NTTBersuara.id, JAKARTA,–Otoritas Jasa Keuangan (OJK) terus memperkuat fungsi pengaturan dan pengawasan sektor jasa keuangan melalui kebijakan yang responsif terhadap dinamika industri dan perekonomian nasional. Salah satu langkah yang dilakukan adalah memberikan kebijakan berbeda terhadap ketentuan tertentu di bidang Lembaga Pembiayaan, Perusahaan Modal Ventura, Lembaga Keuangan Mikro, dan Lembaga Jasa Keuangan Lainnya (PVML) guna mendukung kebutuhan industri serta menjaga stabilitas sektor jasa keuangan.

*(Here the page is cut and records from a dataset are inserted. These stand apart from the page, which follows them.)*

PR #393, opened 2025-02-16
Avoid doing a real name resolution in sfIpAddress_fromString test

jcowgill:
On some PCs, resolving `invalid address` will perform a real name resolution using the network. This is slows down the test and risks the test failing if the resolution succeeds.

Use `localhost` instead which shold return a known value, and add an invalid ip address test for good measure.


eXpl0it3r (approved):
I think that's a fair trade-off

ChrisThrasher:
Why not just use an even more nonsense name like a random 40 character string? We can certain solve the problem accidentally using a hostname present on the system. After we do that, are there still renaming issues we need to address?

eXpl0it3r:
The issue is the same as in the other PR. The goal isn't to make network calls during test execution.

PR #177, opened 2022-12-16
added functions for creating sRGB enabled textures from file / memory, etc.

EnokViking:
..and removed some unused functions, sfTexture_setSrgb and sfTexture_loadFromFile.

PR #408, opened 2025-08-31
Split texture's resize function into sRGB and non-sRGB

eXpl0it3r:
With #177 we've implemented `sfTexture_resize`, but the function takes a `bool` for switching between RGB and non-RGB, which is counter to the `sfTexture_createX` methods that each have their own sRGB versions.

There are two ways forward:

- Merge the `createX` and `createSrgbX` methods
- Split the `resize` method

I believe the reason for the separate functions are two fold:

- Adding functionality without API break
- C doesn't know of default parameter values, so method duplication is the answer

This PR chooses the method split, so one doesn't need to always provide the boolean.


ChrisThrasher (approved):

dogunbound:
Hmm, can't seem to find the approval button on GitHub mobile. This is my approval :)

Issue #409, opened 2025-09-02
NuGet DLLs depend on MSVC runtime libraries


JupiterRider:
Hello,

I noticed that the Windows DLLs in the new [CSFML NuGet packages](https://www.nuget.org/packages/CSFML/3.0.0-rc.2) depend on the MSVC runtime libraries (msvcp140.dll, vcruntime140.dll, etc.). CSFML 2.* didn't.

I'm afraid that this will lead to DllNotFoundExceptions and confusion for some users.

I used [python-pefile](https://github.com/erocarrera/pefile/) to list the dependencies: 

```python
>>> import pefile
>>> pe = pefile.PE("CSFML.3.0.0-rc.2/runtimes/win-x64/native/csfml-graphics.dll")
>>> for entry in pe.DIRECTORY_ENTRY_IMPORT:
...     print(entry.dll)
...     
b'sfml-graphics-3.dll'
b'sfml-window-3.dll'
b'sfml-system-3.dll'
b'MSVCP140.dll'
b'VCRUNTIME140.dll'
b'VCRUNTIME140_1.dll'
b'api-ms-win-crt-heap-l1-1-0.dll'
b'api-ms-win-crt-string-l1-1-0.dll'
b'api-ms-win-crt-runtime-l1-1-0.dll'
b'api-ms-win-crt-locale-l1-1-0.dll'
b'KERNEL32.dll'
>>> pe = pefile.PE("CSFML.2.6.0/runtimes/win-x64/native/csfml-graphics.dll")
>>> for entry in pe.DIRECTORY_ENTRY_IMPORT:
...     print(entry.dll)
...     
b'OPENGL32.dll'
b'WINMM.dll'
b'GDI32.dll'
b'KERNEL32.dll'
b'USER32.dll'
b'ADVAPI32.dll'
>>>```

eXpl0it3r:
Fixed with #412

PR #410, opened 2025-09-02
enable static build for windows

JupiterRider:
This should solve #409


JupiterRider:
I cam closing this in favor of #412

Keputusan kebijakan tersebut ditetapkan melalui Keputusan Anggota Dewan Komisioner OJK dan merupakan bagian dari upaya mengoptimalkan pengembangan industri PVML sambil tetap menjaga prinsip-prinsip tata kelola yang baik. Kebijakan berbeda yang diberikan tidak berlaku secara umum, melainkan hanya dapat diberikan berdasarkan permohonan dari perusahaan terkait dengan mempertimbangkan penilaian OJK terhadap kondisi perusahaan dan kepatuhan terhadap peraturan perundang-undangan yang berlaku.

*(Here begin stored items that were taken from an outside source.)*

Issue #136, opened 2019-03-08
Joystick state does not update when polling events on Windows


caldur:
Hi,

The joystick state does not seem to get updated properly on Windows.

According to the tutorial, "Joystick states are automatically updated when you check for events”, which I assume means that they got updated when the window is polling events. Doc on `sfJoystick_update` as well as the official sfml joystick example also work as suggested.

However when testing the following code with CSFML 2.5, calls to `sfJoystick_isConnected` always return false, unless I manually update the joystick state before the calls.

`
sfRenderWindow* window = sfRenderWindow_create(mode, "joystick test", sfClose, NULL);

  printf("Before polling:\n");
  for (int i = 0; i < sfJoystickCount; ++i) {
    // sfJoystick_update();
    sfBool connected = sfJoystick_isConnected(i);
    printf("%d: %d\n", i, connected);
  }
  
  printf("Polling starts:\n");

  while(sfRenderWindow_isOpen(window)) {
    sfEvent evt;
    while(sfRenderWindow_pollEvent(window, &evt)) {
      //sfJoystick_update();
      if (evt.type == sfEvtClosed) {
        sfRenderWindow_close(window);
        break;
      }

      else if (evt.type == sfEvtJoystickMoved) {
        //sfJoystick_update();
        unsigned int id = evt.joystickMove.joystickId;
        printf("%d: %d\n", id, sfJoystick_isConnected(id));
      }
    }
  }
`
I am running building the above code with CSFML 2.5 64bit, mingw gcc 8.1 on windows 7. The joystick used is a compatible XBOX controller.
Similar code in c++ with SFML 2.5.1 runs without issue, however.
I also tested the code on mac and it worked as intended, so I'd suspect it's a windows only issue?

Any insights would be appreciated.

eXpl0it3r:
Thanks for reporting this issue!

Maybe it's not propagates to the correct C++ class/pointer. Requires further investigation.

andre-sampaio:
I have been having the same [problem](https://github.com/SFML/SFML.Net/issues/189) with SFML on .Net. After some investigation I realized that building SFML with the flag BUILD_SHARED_LIBS=1 and SFML_USE_STATIC_STD_LIBS=0 and then building CSML with the flag CSFML_LINK_SFML_STATICALLY=0 makes this sample work as expected (I have been using tools\nuget\build.win.ps1 to build). You can check that in my [fork](https://github.com/andre-sampaio/CSFML).

[...]

PR #412, opened 2025-09-03
Package runtime DLLs for NuGet

eXpl0it3r:
Include the CRT DLLs with the NuGet package fixing #409 

- We can't link the CRT statically, as this would require us to link SFML statically, which would again trigger #136 
- We need to ensure to only ship DLLs that are part of the redist to adhere to Microsoft's license agreement

@JupiterRider Do you have an easy way to test a NuGet package without Redist already installed?
If so, can you given the following NuGet package a try?

https://github.com/SFML/CSFML/actions/runs/17425612541/artifacts/3913669818

### DIFF
--- a/tools/nuget/build.win.ps1
+++ b/tools/nuget/build.win.ps1
@@ -13,6 +13,7 @@ if (-not $RID) {
     Write-Output "No RID specified, building all known RIDs"
     ./build.win.ps1 "win-x86"
     ./build.win.ps1 "win-x64"
+    ./build.win.ps1 "win-arm64"
     exit
 }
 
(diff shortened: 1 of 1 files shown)


JupiterRider:
I successfully tested the libraries in the Nuget package inside a blank x64 Windows 10 VM. 

I used my own application which loads csfml-graphics.dll via `LoadLibraryExA("assets/csfml-graphics.dll", NULL, LOAD_LIBRARY_SEARCH_DLL_LOAD_DIR | LOAD_LIBRARY_SEARCH_DEFAULT_DIRS)`.

eXpl0it3r:
Awesome, thanks for testing! 🙂

PR #414, opened 2025-09-13
Mention third-party resource in readme.md

JupiterRider:
Sigmanificient created a CSFML API Doc and I think this could be helpful:
- Github Repo: https://github.com/Sigmanificient/csfml-handbook
- Hosted API Docs: https://csfml.1l.is/api-v3/

### DIFF
--- a/readme.md
+++ b/readme.md
@@ -26,6 +26,8 @@ You can get the latest official release on [SFML website](https://www.sfml-dev.o
 
 ## Learn
 
+### Offical resources
+
 There is no tutorial for CSFML, but since it's a binding you can use the C++ resources:
 
   * The [official tutorials](https://www.sfml-dev.org/tutorials/)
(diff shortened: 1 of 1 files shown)


eXpl0it3r:
While I appreciate the effort in hosting this and can see that it's useful for others, I don't think we can/should link to things that are not under our control, as we can't guarantee the availability over the timespan that CSFML will be relevant.

Sigmanificient:
@eXpl0it3r I can grant you control over the repo if you are interested tho :)

eXpl0it3r:
Repo access is one thing, the more important is the hosting location and access. I'm weary to host something "official" at 1l.is

If you're interested in getting the CSFML documentation hosted on the official SFML website, I'm more than happy to review a PR against the [SFML-Website repository](https://github.com/SFML/SFML-Website). We're currently using MkDocs with Material for MkDocs as theme.

I don't recommend the way we currently integrate the SFML documentation, but if you go through the hoops of creating a layout that works, it can still be considered. I wanted to keep the SFML docs integrated as close as we had it before, for CSFML I can also see a different solution with the available Doxygen MkDocs plugins.

Sigmanificient:
Hmm, no sure how i could do it, i used sphinx and generated the docs quite aggressively through Makefile, with the doxygen xml behind the scene :sweat_smile:

PR #405, opened 2023-02-23
Add an API to retrieve storage passwords

bmonjoie:
To write data on storage devices like NFC cards in a secure way, we need to share a password with the authenticated users of our application.

Related JIRA tickets : WC2-48

- [ ] Did I add translations
- [X] Are there enough tests

## Changes

I have added a new model to store the passwords.
I have exposed the modification through the admin.
I made a new mobile endpoint to retrieve the passwords.

## How to test

Add a password or more to some projects.
Retrieve them through `/api/mobile/storage/passwords`


iaso/admin.py
```diff
@@ -500,6 +501,19 @@ class StorageDeviceAdmin(admin.ModelAdmin):
     ]
 
 
+class StoragePasswordAdmin(admin.ModelAdmin):
+    fields = (
```
mathvdh, line 505: Je ne crois pas que t'es obligé de specifier tous les fields @bmonjoie , par défaut il les prends tous ...

mathvdh (approved):
Except for my little comment above which is more informative than anything this is really clean .. I would say even cleaner that what the backends usually do themselves @bmonjoie !

iaso/admin.py
mathvdh: Sauf si tu veux changer l'ordre ou faire des groupes : https://docs.djangoproject.com/en/4.1/ref/contrib/admin/#django.contrib.admin.ModelAdmin.fields

bmonjoie: OK, merci, je ne savais pas :slightly_smiling_face:

SimonDus (approved):
I have to admit that Benjamin is raising the bar. Everything works locally, so Martin said no more " looks good to me " but everything looks good in this case

PR #413, opened 2023-03-02
IA-1790 open the form versions api in read access to any connected users

mathvdh:
The idea is that, at the moment, if a project has the boolean `needs_authentication` to False. Then any user can access in read only the Forms that are linked to this project. We decided to extend this to the formversions linked to the forms to the project. (Initially it was discussed to hide this behind a feature flag but after careful discussion and consideration, it doesn't make sense to give access to forms but not the formversions related)

Related JIRA tickets : IA-1790

- [x] Are there enough tests

## Changes

Creation of a new Permission class `HasFormVersionPermission` derived from `HasFormPermission` for the api.
Modification of the form_versions api to handle the case when a user is not authentified but instead a app_id is given.
Addidition of a new test file to test all these changes.

## How to test

You can check `iaso/tests/api/test_form_versions_readonly.py`

But basically the idea is that if you call GET `/api/formversions` with no auth but and app id, it will return the versions of the forms linked to the project reference by this app_id

And the same if you call GET `/api/formversions/FORM_ID/?app_id=PROJECT` it should return data even if you are not loggued in or you normally dont have the rights to access this form


mathvdh:
I forgot to mention that this also includes a little change to the script `runiasodev.sh` to allow passing arguments to it. At the moment it calls "runserver" only .. now you can give arguments to it like "migrate" or "test". (it doesn't change the behaviour if you don't give any argument to the script)

mathvdh:
@bmonjoie Can you please have a look ? I think the mobile app is the one that needs this change ... ?

iaso/tests/api/test_form_versions_readonly.py
```diff
@@ -0,0 +1,192 @@
...
+
+        response = self.client.get(f"{BASE_URL}?app_id={self.blue_project_no_need_auth.app_id}")
+        self.assertJSONResponse(response, 200)
+        form_versions_data = response.json()["form_versions"]
+
+        assert len(form_versions_data) == 1
+
+        for form_version_data in form_versions_data:
+            self.assertValidFormVersionData(form_version_data)
+            self.assertNotIn("descriptor", form_version_data)
```
bmonjoie, line 105: Why do you test against that?
I need the descriptors when requested, so I want to ensure they'll still be provided, even for anonymous users, when requested.

iaso/api/form_versions.py
```diff
@@ -132,6 +133,18 @@ def update(self, form_version, validated_data):
...
+class HasFormVersionPermission(HasFormPermission):
+    def has_object_permission(self, request, view, obj) -> bool:
+        if not self.has_permission(request, view):
+            return False
+
+        ok_forms = Form.objects_include_deleted.filter_for_user_and_app_id(
+            request.user, request.query_params.get("app_id")
+        )
+
+        return obj.form in ok_forms
```
olethanh: do not use `in` to check I made this mistake before somehow it make django fetch all the records. Use .filter().exists()

olethanh (changes requested):
> The idea is that, at the moment, if a project has the boolean needs_authentication to False. Then any user can access in read only the Forms that are linked to this project. We decided to extend this to the formversions linked to the forms to the project. (Initially it was discussed to hide this behind a feature flag but after careful discussion and consideration, it doesn't make sense to give access to forms but not the formversions related)

I'm a bit confused by this description and the code, is it only for project with the `need_authentification` or not? And where is that checked in the code?

More of a overall comment than this PR in particular but I'm getting the nagging feeling that we are crowbaring the whole user right management for the sake of some features in the mobile app without much oversight and global strategy and that we are going to regret it at some point

iaso/api/form_versions.py
mathvdh: I was actually thinking about it but the current code in [/api/forms.py](https://github.com/BLSQ/iaso/blob/e89da17f8e8cb2e0a522251a300ed51c14fa3726/iaso/api/forms.py#L30) has the same 

```python
return obj in Form.objects_include_deleted.filter_for_user_and_app_id(
    request.user, request.query_params.get("app_id")
)
```

So this should be corrected too then ?

mathvdh:
@olethanh for your general comment:  

yes it's only for Project with `needs_authentication = False` and it's checked on Line 141 on `/api/form_versions.py` :  `Form.objects_include_deleted.filter_for_user_and_app_id(..)` which calling the Queryset functions from `Form` model which itself is calling the queryset functions from `Project` model where the check actually happens (it's all the same as in `/api/forms.py`)

If we are overriding some user right management, it was there already in the Past, I'm just copying from Form and adding the same for FormVersions ... This is a more general discussion I guess

iaso/api/form_versions.py
olethanh: yep

olethanh:
ah yes, I see. didn't check one level higher my bad

iaso/api/form_versions.py
olethanh: I corrected both and pushed it

olethanh (approved):

PR #417, opened 2023-03-03
IA-1964 SQL /explore/ interface add a Lines Chart widget

olethanh:
Add a new visualization for the sql UI (at /explore/ )

This widget will automatically be automatically activated when the query
has the columns: line_label, line_quantity and line_category

Related JIRA tickets :  IA-1964

- [NA] Did I add translations
- [NA] Are there enough tests

## Changes

Add a new widget using the method  documented in the lib
https://django-sql-dashboard.datasette.io/en/stable/widgets.html#custom-widgets

## How to test

Go to /explore with a super user account and try a few query

As starting point you can use the query for cumulative submission per month
```
select line_label,
       line_category,
       sum(line_quantity) over (PARTITION BY line_category order by line_label) as line_quantity
from (
select TO_CHAR(date_trunc('month', iaso_instance.created_at), 'YYYY/MM') as line_label, count(*) as line_quantity,  iaso_project.name as line_category from iaso_instance inner join iaso_project on iaso_instance.project_id = iaso_project.id
 group by line_label, iaso_project.name order by line_label, line_quantity desc limit 200
) as data
```

or for generated data
```
select TO_CHAR(gen_date.generate_series, 'YYYY/MM') as line_label,
random() * 1000::int                         as line_quantity,
name                                         as line_category
from (select *
from generate_series('2008-03-01 08:00'::timestamp,
'2009-03-04 12:00'::timestamp, '1 month')) gen_date
cross join (VALUES ('foo'), ('bar'), ('baz')) as categories (name)
```

This is for inside advanced use so the ui is a bit more clonky

## Print screen / video

image

## Notes

When this is a bit more mature it would be nice to have this moved to the upstream lib


mathvdh (approved):
Pour moi ça a l'air bon ... On peut merger @olethanh

PR #424, opened 2023-03-07
POLIO-867 Fix preparedness data cron not refreshing

olethanh:
the else was passed as an argument and considered a campaign filter

Related JIRA tickets : POLIO-867


mathvdh (approved):
@olethanh c'est difficile à tester en local evidemment .. Je peux merger avant la release ?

Beberapa poin kebijakan berbeda yang telah ditetapkan meliputi:
Batas Kepemilikan Asing – dalam rangka penguatan permodalan, kemudahan berusaha, dan menjaga pertumbuhan industri. Kebijakan ini memperbolehkan penyesuaian batas kepemilikan asing dengan tujuan memperkuat permodalan perusahaan yang belum dapat dipenuhi oleh pemegang saham lokal. Perusahaan diwajibkan menyesuaikan kepemilikan asing sesuai ketentuan sebesar 85 persen paling lambat tiga tahun sejak tanggal pelaporan perubahan kepemilikan kepada OJK.
Jangka Waktu Minimum Beroperasi bagi Pemegang Saham Pengendali – untuk mendukung kemudahan berusaha dan menjaga pertumbuhan industri, kebijakan ini mendukung penguatan permodalan yang berasal dari pemegang saham yang beroperasi kurang dari dua tahun namun memiliki komitmen baik dalam melakukan penyertaan kepada perusahaan.

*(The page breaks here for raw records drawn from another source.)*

PR #425, opened 2023-03-07
Allow pagination of mobile OrgUnit API

bmonjoie:
We received a complaint that some devices cannot synchronize OrgUnits when they are too many.
As we couldn't reproduce, the assumptions are:
 - The list is too big in memory
 - The filtering that is done to remove the `parent_id` value of children for which the parent hasn't been returned is too consuming.

This PR allows 2 new parameters: `page_size`and `page`, to process the OrgUnit in smaller chunks.
Since we won't be able to remove the `parent_id` of children without parents with only part of the data, the removal is now done in the backend.

Therefore, this addresses both assumptions while still being backward compatible.

Related JIRA tickets: IA-1914

- [X] Are there enough tests

## Changes

The `/api/mobile/orgunits` endpoint is now capable of returning a paginated list.
The `parent_id` value of OrgUnits with a parent that has a `REJECTED` status is now set to `None`.

## How to test

Call `/api/mobile/orgunits?app_id=...` **before** applying the changes.
Call `/api/mobile/orgunits?app_id=...` **after** applying the changes.
The results should be the same

Then, call `/api/mobile/orgunits?app_id=...` with a `page_size` and `page` parameters and ensure the right chunk of the data has been returned.

### DIFF
--- a/iaso/api/mobile/org_units.py
+++ b/iaso/api/mobile/org_units.py
@@ -3,12 +3,20 @@ import json
 from django.contrib.gis.geos import Point
 from django.core.cache import cache
 from rest_framework import viewsets, permissions
+from rest_framework.pagination import PageNumberPagination
 from rest_framework.response import Response
 
 from hat.api.export_utils import timestamp_to_utc_datetime
 from iaso.api.common import get_timestamp
 from iaso.api.common import safe_api_import
+from iaso.api.query_params import APP_ID, PAGE_SIZE, PAGE
 from iaso.models import OrgUnit, Project
+
+
+class MobileOrgUnitsSetPagination(PageNumberPagination):
+    page_size_query_param = PAGE_SIZE
+    page_query_param = PAGE
+    page_size = None  # None to disable pagination by default.
 
 
 class HasOrgUnitPermission(permissions.BasePermission):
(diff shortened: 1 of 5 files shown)


iaso/models/org_unit.py
```diff
@@ -371,6 +371,13 @@ def as_dict_for_mobile(self):
             "aliases": self.aliases,
         }
 
+    def get_valid_parent_id(self, default_to_none: bool = True):
+        return (
+            self.parent_id
+            if self.parent_id is None or self.parent.validation_status == OrgUnit.VALIDATION_VALID
+            else (self.parent.get_valid_parent_id(default_to_none) if default_to_none is not True else None)
+        )
+
```
bmonjoie: @olethanh Even though I have added `.prefetch_related("parent")` to the `queryset`, I'm afraid this could result in a lot of queries to the database.
Could you advise if this is OK and, if not, what would be a better way?

olethanh: you can do a .prefetch_related("parent").prefech_related("parent_parent").. etc if you do 4 level it should be enough

iaso/api/mobile/org_units.py
```diff
@@ -3,14 +3,22 @@
...
 from iaso.api.common import safe_api_import
+from iaso.api.query_params import APP_ID, PAGE_SIZE, PAGE
 from iaso.models import OrgUnit, Project
 
 
+class MobileOrgUnitsSetPagination(PageNumberPagination):
+    page_size_query_param = PAGE_SIZE
+    page_query_param = PAGE
+    page_size = None  # None to disable pagination by default.
+
```
madewulf, line 21: Everywhere else, the paginations parameter is limit instead of page_size, I think. It would be better to stick with that

iaso/api/mobile/org_units.py
```diff
@@ -32,52 +40,66 @@ def has_object_permission(self, request, view, obj):
...
-        if app_id:
-            cached_response = cache.get(app_id)
-        else:
-            return Response()
 
+        pagination = MobileOrgUnitsSetPagination()
+        page = pagination.paginate_queryset(queryset, request)
+        page_number = 1
+        page_size = None
+        if page:
```
madewulf: This works, and you probably found samples like these in the older APIs, but pagination can be fully handled by Django Rest Framework with way less code

madewulf: But maybe this is done in this way to stay backward compatible?

iaso/tests/api/test_mobile_orgunits.py
```diff
@@ -0,0 +1,127 @@
+from iaso.api.query_params import APP_ID, PAGE_SIZE, PAGE
```
madewulf: Was there no test for this mobile org unit api before?

madewulf (changes requested):

iaso/api/mobile/org_units.py
bmonjoie: I first put `limit` but I saw that you put `page_size` on entities so I used that to stay consistent:
image

iaso/api/mobile/org_units.py
bmonjoie: I know, and I tried, but for the Django Rest Framework to handle the pagination fully, we have to use a serializer. Since the serialization is done through an `as_dict_for_mobile()` method, I couldn't use a serializer without redoing it all.

iaso/tests/api/test_mobile_orgunits.py
bmonjoie: None that I could find

iaso/api/mobile/org_units.py
madewulf: That's a mistake. We should stick to limit. Do you use that parameter already on entities?

bmonjoie: Actually, the code on mobile passes `limit` :sweat_smile: , I'll change it in both places

madewulf: 👍

iaso/api/mobile/org_units.py
madewulf: I think that would be a very small serializer as it does not follow any foreign key
CleanShot 2023-03-09 at 11 09 35@2x
but if some older apps are expecting results without pagination, then, it's probably painful to get right in the DRF (that will paginate everything by default, which is probably a sane approach)

madewulf: All those as_dict() method were just me being ignorant of good practices of the DRF and ideally should disappear, FYI.

iaso/tests/api/test_mobile_orgunits.py
madewulf: Could you add a test for the non paginated version then? It should be fast with what you have written already. Thanks!

madewulf (changes requested):

iaso/tests/api/test_mobile_orgunits.py
bmonjoie: That's literally my first test :thinking:

iaso/api/mobile/org_units.py
```diff
@@ -1,16 +1,91 @@
...
 
 from hat.api.export_utils import timestamp_to_utc_datetime
-from iaso.api.common import get_timestamp
+from iaso.api.common import get_timestamp, TimestampField, ModelViewSet
 from iaso.api.common import safe_api_import
+from iaso.api.query_params import APP_ID, LIMIT, PAGE
 from iaso.models import OrgUnit, Project
 
 
+class MobileOrgUnitsSetPagination(PageNumberPagination):
```
mathvdh: Why are we not subclassing the Paginator from `/iaso/api/common.py` ? (Just a question ..)

bmonjoie: Because it's not the one that was used by @madewulf in [`/iaso/api/mobile/entity.py`](/BLSQ/iaso/pull/425/files#diff-5098f37ac9f52301b6841b2fe96a74bf556dcca106bcb9c0fdf4659985762bce). Should I change to the one in `/iaso/api/common.py`?

bmonjoie: I have changed to use the one in `/iaso/api/common.py`

olethanh (approved):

Penyesuaian Modal Disetor Minimum Akibat Perubahan Kepemilikan – melalui pengambilalihan, kebijakan ini diberikan untuk mendukung penguatan permodalan yang dilakukan oleh pemegang saham dengan kondisi keuangan yang masih dalam tahap pengembangan.
Penyelenggaraan Layanan Beli Sekarang Bayar Nanti (BNPL) – diberikan masa peralihan bagi pelaku usaha jasa keuangan selain bank umum dan perusahaan pembiayaan untuk mengalihkan portofolio serta menghentikan penyelenggaraan BNPL paling lambat hingga 31 Desember 2027. Langkah ini bertujuan memberikan kepastian hukum serta mengoptimalkan pengelolaan layanan keuangan yang sesuai peraturan.
Sertifikasi dan Persyaratan Latar Belakang Pendidikan untuk Pihak Utama Perusahaan Gadai – dalam rangka kemudahan berusaha dan menjaga pertumbuhan industri, kebijakan ini menyederhanakan persyaratan awal permohonan izin usaha dengan mengecualikan persyaratan latar belakang pendidikan formal terakhir dan memberikan waktu pemenuhan sertifikasi sesuai ketentuan paling lambat satu tahun setelah pemberian izin usaha.
Pelaporan Pengesahan atau Persetujuan dari Instansi Berwenang Terkait Keputusan Rapat Umum Pemegang Saham – terkait proses pembubaran perusahaan, kebijakan ini memberikan kepastian hukum dan kemudahan administrasi pembubaran perusahaan, khususnya terkait proses yang dilakukan pada instansi berwenang.
Pemberian kebijakan berbeda tersebut dilakukan secara selektif dan terukur dengan mempertimbangkan kondisi masing-masing perusahaan, kebutuhan pengembangan industri, serta tetap memperhatikan aspek perlindungan konsumen, penerapan prinsip kehati-hatian, dan stabilitas sektor jasa keuangan nasional.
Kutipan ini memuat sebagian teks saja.